YOUR OBJECTIVE
Filter the listing down to the lines containing the word "from".

STUDY MATERIAL
PR #552, opened 2026-03-11
Remove ecmwflibs from dependencies

rubencalje:
ecmwflibs is not available for python 3.12 or newer, therefore it may be better to remove the dependency


martinvonk:
Good idea probably. Related issue from https://github.com/ecmwf/ecmwflibs/issues/33 which mentions `eccodes` as an alternative but I think we barely use this anyway.

PR #553, opened 2026-03-17
Improve tests and notebooks

rubencalje:
This PR makes sure notebooks and tests produce output in folder that are not committed to Git:
- the models in the notebooks are run in a folder with the same name as the notebook. we make sure this folder is included in gitignore.
- the tests are run inside a temporary folder that is written to an environmental variable, so it can be used by other tests. This environmental variable is created when test are created outside pytest.

Also this PR improves some tests:
- remove 3 of the sea_model tests in test_001_model.py, as these tests only add 3 extra covered lines, have a lot of duplicate code and take a long time.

RESULT BELOW
Remove ecmwflibs from dependencies
Good idea probably. Related issue from https://github.com/ecmwf/ecmwflibs/issues/33 which mentions `eccodes` as an alternative but I think we barely use this anyway.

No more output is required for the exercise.